Durante il suo intervento, il procuratore Falvo ha parlato con emozione e fermezza: «Conosco bene questo cancello e queste terre. Abbiamo ascoltato collaboratori che hanno parlato del caso di Maria, abbiamo istruito il processo, oggi in Corte d’Assise a Catanzaro. Anni fa era impossibile anche solo nominare certi nomi. Oggi invece lo Stato è qui, e il cambiamento è visibile». Ha quindi letto un messaggio del ministro della Giustizia Carlo Nordio: «Questa giornata rappresenta l’affermazione della presenza dello Stato in un territorio dove la ’ndrangheta per anni ha dettato legge».
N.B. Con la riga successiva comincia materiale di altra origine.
PR #410, opened 2016-07-11
Allow base_path lookups for a single given state

rgarner:
* Gives us a way to see what existing item is causing a collision in
  dfid-transition
* Don't allow multiple state query, as some combinations (e.g.
  live/draft) are inadvisable

### DIFF
--- a/app/controllers/lookups_controller.rb
+++ b/app/controllers/lookups_controller.rb
@@ -2,7 +2,7 @@ class LookupsController < ApplicationController
   def by_base_path
     # return content_ids for content that is visible on the live site
     # withdrawn items are still visible
-    states = %w(published unpublished)
+    states = params[:state] || %w(published unpublished)
     base_paths = params.fetch(:base_paths)
 
     base_paths_and_content_ids = ContentItemFilter
--- a/app/controllers/lookups_controller.rb
+++ b/app/controllers/lookups_controller.rb
@@ -1,8 +1,11 @@
 class LookupsController < ApplicationController
+  # return content_ids for content that is visible on the live site
+  # withdrawn items are still visible
+  DEFAULT_STATES_FILTER = %w(published unpublished).freeze
+
   def by_base_path
-    # return content_ids for content that is visible on the live site
-    # withdrawn items are still visible
-    states = params[:state] || %w(published unpublished)
+    states = params[:state] ? valid_state_params : DEFAULT_STATES_FILTER
+
     base_paths = params.fetch(:base_paths)
 
     base_paths_and_content_ids = ContentItemFilter
@@ -12,5 +15,17 @@ class LookupsController < ApplicationController
 
     response = Hash[base_paths_and_content_ids]
     render json: response
+  end
+
+private
+
+  def valid_state_params
+    unless State.allowed_values.include?(params[:state])
+      raise CommandError.new(
+        code: 422,
+        message: "state: '#{params[:state]}' not one of #{State.allowed_values}"
+      )
+    end
+    params[:state]
   end
 end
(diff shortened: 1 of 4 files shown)


tuzz:
Looks good. I wonder if it'd be worth validating that the provided state is in an enumerated set and raising a helpful error message if it is not?

rgarner:
Good idea. Where's the authoritative source for that set?

rgarner:
`State.select(:name).group(:name).to_a` gets me a list of four – that look ok?

```
  State Load (287.7ms)  SELECT "states"."name" FROM "states" GROUP BY "states"."name"
=> [#<State:0x007fc30b598e88 id: nil, name: "published">,
 #<State:0x007fc30b598d20 id: nil, name: "draft">,
 #<State:0x007fc30b598bb8 id: nil, name: "superseded">,
 #<State:0x007fc30b598a50 id: nil, name: "unpublished">]
```

kevindew:
@rgarner yup that's all of them

app/controllers/lookups_controller.rb
```diff
@@ -1,8 +1,11 @@
 class LookupsController < ApplicationController
+  DEFAULT_STATES_FILTER = %w(published unpublished)
```
kevindew: can we run freeze on this? consistent with other array constants in app

rgarner: good point

dougdroper:
@rgarner is this waiting for anything?

rgarner:
@dougdroper Don't think so. The *need* for it kind of lessened (or vanished) after #411 was merged. I kind of assumed this would be merged in the same pass, but it turned out not to be important if it was merged or not for the [republish-on-conflict use case](https://github.com/alphagov/dfid-transition/blob/master/lib/dfid-transition/load/output.rb#L51-L54) in dfid-transition. If it's considered generally useful for other use cases, though, go ahead and merge.

BTW, I'm still unclear on the modern etiquette for merging in alphagov; it used to (circa 2011) be the case that you seldom merged your own, but this seems to have been supplanted on some projects by self-merge in the presence of sufficient 👍 👍 👍 s. What's the consensus in this repo?

dougdroper:
@rgarner I think the self-merge is project specific. In this case we tend to get other people to merge, but we are fairly pragmatic. 

I am not sure if it is generally useful but it offers flexibility which is excellent, although the only thing I would like to see is the corresponding documentation change. https://github.com/alphagov/publishing-api/blob/5e7597f7d80d411c636091078cf0663d9f5004eb/doc/api.md#post-lookup-by-base-path

And annoyingly it has lost the build information, so don't know if it is green or not.

rgarner:
Ah, ok, well fixing the docs will queue another build, so let's go with it after I've done that.

rgarner:
(disclaimer: will be done in spare time, live date Monday ;) )

tijmenb:
Would someone object to closing this PR and https://github.com/alphagov/gds-api-adapters/pull/536? I'd rather not add parameters to this endpoint if it's not strictly necessary. If we do have a use day-to-day use case for this, I'd rather go for a parameter that allows you only to switch between draft and live, so that we don't need to deal with other states here.

rgarner:
Hi Tijmen, on holiday at the moment but as I recall we dealt with the use
case for this by getting the conflict exception to tell us with which draft
content ID it was conflicting (optimistic drafting on PUT rather than this
pessimistic pre-lookup). I left this open because there was a comment that
liked the flexibility, but it's not strictly necessary. Do close if that's
what you'd like - seems like it might be more trouble than it's worth.

tijmenb:
Cool, thanks for responding! When the need arises again we'll revisit this.

PR #411, opened 2016-07-12
Return the content_id of the duplicate item on error

rgarner:
Allows us to recover in batch import processes like dfid-transition
without having to issue a second lookup to the publishing API to find
out what content we're colliding with. Although `additional_items.any?`
and the concomitant `additional_items.first.content_id`
might imply that there could be more than one conflicting item,
discussions with the publishing team indicate that this situation
could be described as an exotic corner case.


tuzz:
Huge 👍  from me. This will help tremendously with debugging.

PR #414, opened 2016-07-13
Allow publishing apps to request a specific version.

elliotcm:
During the Specialist Publisher migration work, we found that we need to be able to retrieve the published version of content so that we can re-trigger email alerts if they fail to send (for whatever reason). Currently, you can only retrieve the latest piece of content, which is sometimes a draft if the content has been redrafted.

Un pensiero particolare è andato ai figli di Maria: «Li ho incontrati più volte. Crescono con l’amore di chi è loro vicino. Maria è il simbolo di chi ha dato la vita per resistere alla criminalità organizzata».

Accorata anche la voce della sottosegretaria Wanda Ferro, che ha voluto ringraziare chi combatte ogni giorno in prima linea: «I testimoni di giustizia sono il cuore pulsante del nostro coraggio. Come diceva Sant’Agostino, la speranza ha due figli: lo sdegno per le ingiustizie e il coraggio per cambiarle». Rivolgendosi a Vincenzo Chindamo, ha aggiunto: «Ha saputo trasformare il dolore in speranza. Lo Stato non lo ha mai dimenticato, e oggi è qui per dire che continuerà a esserci».

Toccante e intenso l’intervento proprio di Vincenzo Chindamo: «Volevano spaventarci, dividerci, seminare terrore. Invece oggi io vedo il senso dello Stato, lo vedo negli studenti, nei magistrati, nei cittadini. Abbiamo detto: basta paura. Controlliamo noi questa terra. E oggi, insieme, ci siamo riusciti».

Un messaggio chiaro, che parla di memoria, ma anche di futuro. E che dice a gran voce che la Calabria, nel nome di Maria Chindamo, ha scelto di non voltarsi più dall’altra parte.